An automated privacy-preserving self-supervised classification of COVID-19 from lung CT scan images minimizing the requirements of large data annotation

Sci Rep. 2025 Jan 2;15(1):226. doi: 10.1038/s41598-024-83972-6.

Abstract

This study presents a novel privacy-preserving self-supervised (SSL) framework for COVID-19 classification from lung CT scans, utilizing federated learning (FL) enhanced with Paillier homomorphic encryption (PHE) to prevent third-party attacks during training.
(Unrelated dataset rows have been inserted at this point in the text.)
PR #328, opened 2026-06-21
Grouped, flattened LLM-call view in the logs viewer

egonSchiele:
## Summary

A set of logs-viewer improvements that make `agency logs view` read the way you'd expect, plus the runtime changes that feed it. Built iteratively while reviewing real `foo.agency` / `bar.agency` traces.

Design spec: `packages/agency-lang/docs/superpowers/specs/2026-06-21-llm-call-grouped-view-design.md`.

## What's in it

**1. Grouped, flattened LLM-call view** (`04f51dba`)
One `llm()` call now renders as **one** node showing a single continuous conversation, with tool executions spliced inline and nested `llm()` calls flattened recursively. Runtime: the per-tool-loop-round `llmCall` spans collapse into one span per `llm()` call. Viewer: an `llmCall` span renders the flattened transcript (from the final round, which holds the full thread) with each `toolExecution` spliced after the assistant message that triggered it. Also relabels tool-execution spans `toolExecution` (they were mislabeled `toolCallStart`).

**2. Array tool results render as JSON** (`b12903e1`)
A tool message whose content is the tool's raw return value (e.g. `[0,1,1,2,3]`) was shown as an empty `[tool: …]` because `stringifyContent` treated every array as multimodal content-parts. Now falls back to JSON for non-content-part arrays. (Pre-existing bug, surfaced by the flatten.)

**3. `forkBranchEnd` carries the branch return value** (`0082234f`)
The event recorded only timing/outcome; now it also carries the branch's `value` on success, serialized defensively (caps, drops unserializable/undefined, never throws). The viewer shows `forkBranchEnd #0 (success, 653ms) → 0`.

**4. Identifying detail in collapsed span summaries** (`e80313de`)
Collapsed spans showed only metrics, so parallel calls were indistinguishable. Now each pulls its identity from its characteristic child event: `nodeExecution "agent"`, `agentRun "main"`, `toolExecution fibonacciNumbers`, `forkAll 5 branches`, `embedding recall-query · 1536d`, and `llmCall gpt-4o-mini · "prompt…" → outcome`.

**5. Wall-clock envelope durations** (`d337bb4d`)
Span duration summed `timeTaken` across the whole subtree, so an `llmCall` that forked N parallel LLM calls reported ~N× its real time (17.2s vs 5.6s) — longer than its own node. Replaced with a wall-clock envelope (earliest start to latest end, start = `timestamp − timeTaken`): correct single-round latency, true multi-event wall-clock, no parallel summing, and parent ⊇ child holds.

**6. Test coverage** (`c253298b`)
Unit tests for `safeStatelogValue` (the defensive serializer's edge cases) and a new `render.e2e.test.ts` that drives a realistic `llm → forking tool` log through the whole pipeline (`buildForest → flattenVisibleRows → renderRowText`), asserting all of the above together.

## Before / After (bar.agency)

Before: two/many sibling `llmCall` nodes per call, blank tool results, indistinguishable parallel calls, a 17.2s `llmCall` inside a 5.6s node.

After:
```
nodeExecution "agent" (5.6s, 565 tok)
  llmCall gpt-4o-mini · "Use the fibonacciNumbers tool…" → {"response":[0,1,1,2,3]} (5.6s, 565 tok)
    toolExecution fibonacciNumbers (3.0s, 310 tok)
      forkAll 5 branches (3.0s, 310 tok)
        llmCall gpt-4o-mini · "Calculate the 0th Fibonacci…" → {"response":0} (2.8s, 62 tok)
        … (each parallel call distinct)
        forkBranchEnd #0 (success, 3.0s) → 0
    [tool: fibonacciNumbers] [0,1,1,2,3]
    [assistant] {"response":[0,1,1,2,3]}
```

## Compatibility

No backward compatibility for old logs (per the spec) — they degrade to roughly the prior multi-node look; no `STATELOG_FORMAT_VERSION` bump. Regenerate logs to get the grouped view.

## Testing

~1040 runtime + logsViewer + statelog unit tests pass, plus end-to-end agency-js tests (`llm-call-single-span`, `fork-branch-value`) and the new `render.e2e.test.ts`. Verified end-to-end against real `foo.agency` / `bar.agency` traces.

### DIFF
--- a/packages/agency-lang/lib/logsViewer/render.e2e.test.ts
+++ b/packages/agency-lang/lib/logsViewer/render.e2e.test.ts
@@ -1,0 +1,175 @@
+import { describe, it, expect } from "vitest";
+import { buildForest } from "./tree.js";
+import { flattenVisibleRows, renderRowText } from "./render.js";
+import { EventEnvelope, TreeNode, ViewerState } from "./types.js";
+
+// End-to-end: feed a realistic statelog through the WHOLE viewer
+// pipeline (buildForest → flattenVisibleRows → renderRowText) and assert
+// the composed behavior of every recent change at once:
+//   - the grouped/flattened llmCall view with the tool execution
+//     spliced inline,
+//   - a non-string (array) tool result rendered as JSON,
+//   - identifying detail in span summaries (node/tool names, branch
+//     count, model + prompt + outcome),
+//   - forkBranchEnd values,
+//   - wall-clock envelope durations with parent ⊇ child.
+//
+// Scenario (mirrors bar.agency, shrunk to 2 fork branches):
+//   agent → llm("use fibonacciNumbers") → tool forks 2 parallel llms.
+
+const E = (
+  spanId: string | null,
+  parentSpanId: string | null,
+  data: any,
+): EventEnvelope => ({
+  format_version: 1,
+  trace_id: "t1",
+  project_id: "p",
+  span_id: spanId,
+  parent_span_id: parentSpanId,
+  data,
+});
+
+const TS = (sec: string) => `2026-06-21T00:00:0${sec}Z`;
+const TOOLCALL = { id: "c1", name: "fibonacciNumbers", arguments: { num: 2 } };
+
+const events: EventEnvelope[] = [
+  E("A", null, { type: "agentStart", timestamp: TS("0.000"), entryNode: "main" }),
+  E("N", "A", { type: "enterNode", timestamp: TS("0.100"), nodeId: "agent" }),
+  // Round 1: the model asks for the tool.
+  E("L", "N", {
+    type: "promptCompletion",
+    timestamp: TS("1.000"),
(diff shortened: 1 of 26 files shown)


packages/agency-lang/lib/logsViewer/render.e2e.test.ts
```diff
@@ -0,0 +1,175 @@
...
+//   - a non-string (array) tool result rendered as JSON,
+//   - identifying detail in span summaries (node/tool names, branch
+//     count, model + prompt + outcome),
+//   - forkBranchEnd values,
+//   - wall-clock envelope durations with parent ⊇ child.
+//
+// Scenario (mirrors bar.agency, shrunk to 2 fork branches):
+//   agent → llm("use fibonacciNumbers") → tool forks 2 parallel llms.
+
+const E = (
```
egonSchiele, line 20: more descriptive var name please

The FL-SSL based framework employs two publicly available lung CT scan datasets which are considered as labeled and an unlabeled dataset. The unlabeled dataset is split into three subsets which are assumed to be collected from three hospitals. Training is done using the Bootstrap Your Own Latent (BYOL) contrastive learning SSL framework with a VGG19 encoder followed by attention CNN blocks (VGG19 + attention CNN). The input datasets are processed by selecting the largest lung portion of each lung CT scan using an automated selection approach and a 64 × 64 input size is utilized to reduce computational complexity. Healthcare privacy issues are addressed by collaborative training across decentralized datasets and secure aggregation with PHE, underscoring the effectiveness of this approach. Three subsets of the dataset are used to train the local BYOL model, which together optimizes the central encoder. The labeled dataset is employed to train the central encoder (updated VGG19 + attention CNN), resulting in an accuracy of 97.19%, a precision of 97.43%, and a recall of 98.18%. The reliability of the framework's performance is demonstrated through statistical analysis and five-fold cross-validation. The efficacy of the proposed framework is further showcased by showing its performance on three distinct modality datasets: skin cancer, breast cancer, and chest X-rays. In conclusion, this study offers a promising solution for accurate diagnosis of chest X-rays, preserving privacy and overcoming the challenges of dataset scarcity and computational complexity.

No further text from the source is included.